Growth of plate-type β-FeSi2 single crystals by optimization of composition ratio of source materials

doi:10.1016/j.tsf.2007.02.080

Thin Solid Films

Volume 515, Issue 22, 15 August 2007, Pages 8259-8262

https://doi.org/10.1016/j.tsf.2007.02.080 Get rights and content

Abstract

The importance of the β-FeSi₂ bulk single crystals has increased not only to investigate the intrinsic properties of β-FeSi₂ but also to use it as substrate of β-FeSi₂ thin films for optical devices. Though single crystals of β-FeSi₂ are grown by chemical vapor transport (CVT) method, most of those crystals are needle-like and widths of those flat surfaces are 0.5 mm or less. In order to understand the mechanism of the growth process of β-FeSi₂ by the CVT method and to obtain the conditions for large size crystal growth, we have carried out in-situ observations of the crystal growth by using a transparent electric furnace. Based on the experimental data, we have proposed the most likely reaction process, FeI₂(g) + 2SiI₄(g)→FeSi₂(s) + 5I₂(g), and we found that the crystal growth progresses under the environment where the FeI₂ gas is insufficient compared with a suitable ratio of FeI₂/SiI₄. Then, to raise the partial pressure of FeI₂ gas, the composition ratio of Fe to Si for the source material was increased and we have obtained the plate-type β-FeSi₂ crystals that exceeded a few square millimeters in size.

Introduction

β-FeSi₂ has been aimed at the application to the thermoelectric materials since 1950, and the researches on the bulk crystals have been done. In this decade, it has been aimed at the application to infrared light emitting and/or receiving devices, the researches which pay attention to an optical characteristic of the thin films have been done actively, and various technologies which especially lead to the improvement of the luminescence characteristic have been developed [1], [2], [3]. However, it has been understood that there are some difficulties in developing the efficient optical devices of β-FeSi₂ thin film because of making it on the Si substrate. a) Making a high quality continuous thin film is difficult because of lattice mismatch with the Si substrate [3]. b) When Fe and Si atoms are supplied on the Si substrate, Fe atoms diffuse to the substrate and it causes the non-stoichiometry of the film and a rough interface between β-FeSi₂ thin film and Si substrate. So, it is necessary to install the template layer of β-FeSi₂ [4]. c) In the analysis of the photo luminescence (PL) spectra, influences of PL from defect or dislocation of Si should be considered in order to determine the correct properties of intrinsic PL of β-FeSi₂ [5]. It is thought that these difficulties will be solved if single crystals of β-FeSi₂ could be used as the substrate. Therefore, recently the importance of the β-FeSi₂ bulk single crystals has been raised.

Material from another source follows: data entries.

PR #289, opened 2018-06-18
Update 2c

rmariani:
Added `+fe` and the arms contained therein.

### DIFF
--- a/docs/hoon/library/2c.md
+++ b/docs/hoon/library/2c.md
@@ -746,3 +746,434 @@ An atom.
 
 
 ***
+### `++fe`                                                 
+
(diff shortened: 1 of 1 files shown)


docs/hoon/library/2c.md
```diff
@@ -745,4 +745,435 @@ An atom.
...
+
+    > (~(dif fe 2) 63 64)
+    15
+
+***
+### `++inv`
+
+Inverse
+
+Inverts the order of the mowdular field.
```
joemfb: typo here

rmariani: thanks

PR #292, opened 2018-06-27
Update 2o

rmariani:
Cleaned up formatting, fixed examples, updated syntax

### DIFF
--- a/docs/hoon/library/2o.md
+++ b/docs/hoon/library/2o.md
@@ -2,150 +2,172 @@
 navhome: /docs/
 ---
 
-
 # 2o: normalizing containers
 ### `++jar`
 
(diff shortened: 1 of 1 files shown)


docs/hoon/library/2o.md
```diff
@@ -2,150 +2,172 @@
 navhome: /docs/
 ---
 
-
 # 2o: normalizing containers
 ### `++jar`
 
+Tile generator. A `jar` is a `map` of `list`.
```
joemfb: I think this should be "mold generator", to match the others. "tile" is a soon-to-be-obsolete internal compile-time representation of a mold.

rmariani:
good catch

PR #294, opened 2018-07-03
how to use a different version of meson

TJamesCorcoran:
Some notes for people frustrated with a bad version of meson.


ohAitch:
((can urbit be switched back to  make  , which isn't an 0.x project and
thus doesn't have breaking changes on minor revisions, yet))

galenwp:
I believe there's another thread on this topic from a while ago.

PR #296, opened 2018-07-04
fix bug in Hoon implementation of Nock

joshuareagan:
it didn't compute correctly for certain formulas


ohAitch:
yikes, that [excerpt from `++mink`](https://github.com/urbit/arvo/blob/master/sys/hoon.hoon#L5443-L5517) sure wasn't correctly excerpting ++mink

PR #302, opened 2018-07-13
Fixed 2h examples

rmariani:
Some examples here showed a different result than they would when tested in the Dojo

### DIFF
--- a/docs/hoon/library/2h.md
+++ b/docs/hoon/library/2h.md
@@ -137,6 +137,7 @@ A flag.
     %.y
 
     > =a (sy [1 2 3 4 5 6 ~])
+    > a
     [n=6 l={5 4} r={1 3 2}]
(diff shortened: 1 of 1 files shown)


joemfb:
It strikes me as suboptimal to duplicate these type-related misprints in the docs, as opposed to fixing them in `hoon.hoon`. Some well-placed  `^-  (set _?>(?=(^ a) n.a))` casts (or similar) inside `+in` should resolve these printing issues.

joshuareagan:
I think we have to document the Hoon we have, not the one we'll have at some point in the future.  We had someone in /urbit-meta confused because the docs didn't match his dojo result.  I'm pretty sure @cgyarvin is making changes to the pretty-printer, and it also seems suboptimal to fix dead code.  We can (and will) revisit this when the pretty-printer is fixed up.

PR #311, opened 2018-08-06
Update 4a

rmariani:
Arranged, formatted, and updated. Some were previously marked as being prefix operations when they were the opposite, and vice versa


joshuareagan:
Good catch.  It's slightly dubious to use `@t` examples when the gate calls for `@tas` atoms, but I can't imagine anyone being confused by this.

PR #315, opened 2018-08-20
Write 3b

rmariani:
Wrote documentation for the previously undocumented 3b

### DIFF
--- a/docs/hoon/library/3b.md
+++ b/docs/hoon/library/3b.md
@@ -123,7 +123,7 @@ infinite exponent range (`$i`). Default value is `%d`.
       |%
 
 ***
-### `++^rou:fl`
+### `++rou:fl`
 
 Round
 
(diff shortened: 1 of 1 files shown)


joshuareagan:
There's a lot of good work here!  That said, I'm not crazy about some of these headers, e.g., `++^rou:fl`.  This is pretty far removed from what we see in the code, and by itself it doesn't make much sense either.  I'd rather just have us cite the arm name, e.g., `++  rou`.  Context makes clear which door this arm is under.

cgyarvin:
It’s a good stab but new Hoon will be much better at these kinds of names/paths.

rmariani:
I suppose so. I just wanted to minimize confusion from stuff like a reader
ctrl+f-ing and finding different results

—
~lodleb-ritrul
https://urbit.org

rmariani:
Alrighty, this new version lacks the offending `^`s

rmariani:
This has a merge conflict and isn't in udon

PR #142, opened 2017-10-08
extract pub dir setup

timogoebel:


spec/classes/foreman_proxy_content__pub_dir_spec.rb
```diff
@@ -0,0 +1,14 @@
...
+
+describe 'foreman_proxy_content::pub_dir' do
+  on_os_under_test.each do |os, facts|
+    context "on #{os}" do
+      let :facts do
+        facts
+      end
+
+      it { is_expected.to compile.with_all_deps }
+      it { should contain_package('katello-client-bootstrap') }
```
ekohl: Let's keep ```is_expected.to``` vs ```should``` consistent per file.

ekohl:
Thanks!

Single crystal growth has been carried out by using chemical vapor transport (CVT) method to evaluate the basic properties of β-FeSi₂ single crystals by many researchers [6], [7], [8]. Especially, the groups of Arushanov et al. and Heinrich et al. have done very detailed researches for electric [7], [8], magnetic [9], thermoelectric properties [10] of β-FeSi₂ single crystals. However, the grown crystals have a needle-like shape with about 10 mm long and within 1 mm diameter, so a wide and flat crystal surface was not obtained easily. On the other hand, Udono and Kikuma succeeded in the single crystal growth of β-FeSi₂ by solution method [11]. The investigation for an optical characteristic has advanced because the crystals have rather round form than those obtained by CVT method and have rather wide flat surfaces of a few square millmeters in size [12]. But, generally, the crystals obtained by solution method contain much impurities than those obtained from vapor growth.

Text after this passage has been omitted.